Comparison between the distributions obtained in Theorems 3.4 and 3.5 we see that the two types of \( k\hbox {-}out\hbox {-}of\hbox {-}n: G \) systems–the independent and interdependent component systems differ significantly.

The proof for interdependent systems in which two or more changes in coordinates can also take place with positive probability due a transition, can be described on similar lines. Therefore we omit the details for arriving at the distribution of the time till failure of such a system. The result is given in the following:

Theorem 3.6

The waiting time \( W' \) to failure of the interdependent component \( k\hbox {-}out\hbox {-}of\hbox {-}n: G \) system, is Phase type distributed with representation \(PH (\pmb {\eta },S \)) of appropriate order, where \( \pmb {\eta } \) is the part of the initial probability vector corresponding to the transient states and S is that part of the infinitesimal generator corresponding to the transient states. In fact \( \pmb {\eta } \) and \( \pmb {\sigma } \)differ only in dimension (their first entry is the same-an n- vector of 1’s and the remaining are zero-vectors of order n each) and S has all its entries filled by non zero quantities. S has all entries non zero because we assume that due to a transition, no change, one change, two changes,...,n changes in coordinates are possible with positive probabilities, due to a transition.

4 Conclusion

In this paper we analysed the reliability of independent two component serial and parallel systems to start with. Then we proceeded to derive the time to failure of such systems when their components are interdependent through a semi-Markov process. In all these we assumed that the life times of the components fall in a very general frame work. However, the analysis of the reliability of the k-out-of-n: G system was restricted to the case of the components degradation taking place in a graded fashion: from state(stage) 1 \( \rightarrow \)stage 2 \( \rightarrow \ldots \rightarrow \) stager and then to the state \( r+1 \), representing the failure of the component. In this case also we obtained the distribution of the time to failure of both independent and interdependent component systems. The technique employed was semi-Markov analysis. We showed in all cases that the system failure time distribution is of phase type with appropriate representations.

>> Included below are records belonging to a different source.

PR #283, opened 2026-04-15
cli: add interactive device picker in UI mode

obbardc:
When `boardswarm-cli ui` is invoked without a device argument, display a TUI list of all devices available on the server. The user can navigate with arrow keys or j/k, confirm with Enter and abort with q/Escape.

### DIFF
--- a/boardswarm-cli/src/ui.rs
+++ b/boardswarm-cli/src/ui.rs
@@ -1,13 +1,17 @@
 use std::task::Poll;
 use std::{num::ParseIntError, str::FromStr};
 
+use boardswarm_client::client::Boardswarm;
+use boardswarm_protocol::ItemType;
 use bytes::Bytes;
 use futures::{Stream, StreamExt, pin_mut, ready};
 use ratatui::{
     Terminal as TuiTerminal,
     backend::CrosstermBackend,
+    crossterm::event::{Event, KeyCode, KeyEventKind},
     layout::{Rect, Size},
-    widgets::{Block, Borders},
+    style::Style,
+    widgets::{Block, Borders, List, ListItem, ListState},
 };
 use thiserror::Error;
 use tokio::io::{AsyncRead, AsyncReadExt};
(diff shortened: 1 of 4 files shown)


boardswarm-cli/src/ui.rs
```diff
@@ -238,6 +242,78 @@ where
...
+}
+
+fn run_device_picker(
+    terminal: &mut ratatui::DefaultTerminal,
+    items: &[boardswarm_protocol::Item],
+) -> anyhow::Result<u64> {
+    let mut state = ListState::default();
+    state.select(Some(0));
+
+    loop {
```
obbardc: I am not sure a loop is right here.

boardswarm-cli/src/ui.rs
```diff
@@ -238,6 +242,78 @@ where
...
+        terminal.draw(|f| {
+            let area = f.area();
+            let list_items: Vec<ListItem> = items
```
obbardc: sounds silly, but we should handle the case when the device list is bigger than the terminal

obbardc: I tested it, works fine !

sjoerdsimons: so this is not an issue then? (if so close your self-comment :p )

boardswarm-cli/src/ui.rs
```diff
@@ -238,6 +242,78 @@ where
...
+pub async fn select_device(
+    mut boardswarm: Boardswarm,
+) -> anyhow::Result<boardswarm_client::device::Device> {
+    let items = boardswarm.list(ItemType::Device).await?;
+
+    if items.is_empty() {
+        anyhow::bail!("No devices available on the server");
+    }
+
+    let mut terminal = ratatui::init();
```
sjoerdsimons: It seems rather weird to have this init ratatui for selection and then the main ui re-inits ratatui again; the device selection should really be a state of the UI. Which would also open up the possibility of changing devices in future

obbardc: Sure, I will improve this code. For now I just threw it up to get your thoughts on if it's a good idea to improve the UI :-).

I think adding a hotkey to change device is a nice idea. I will see if I can do that now or create an issue if not.

obbardc: I did this change. I am sure it's a bit spaghetti and you may have better idea of how I can implement the state machine?

I left the original commit in, but I think it would make sense to split into three commits:
- add UI state machine
- add device picker UI to state machine
- add ability to switch device at runtime

obbardc: @sjoerdsimons any general comments on this before I cleanup the commits ? I just rebased on main.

The approach employed in this paper is new in stochastic modeling in general, and in particular in reliability analysis. In fact the scope of this method is too vast that leads the author of this paper to make the following claim: given any finite number (at least two) of interdependent processes in any branch of study, it is possible to analyse the resulting processes using the procedure explained in this paper!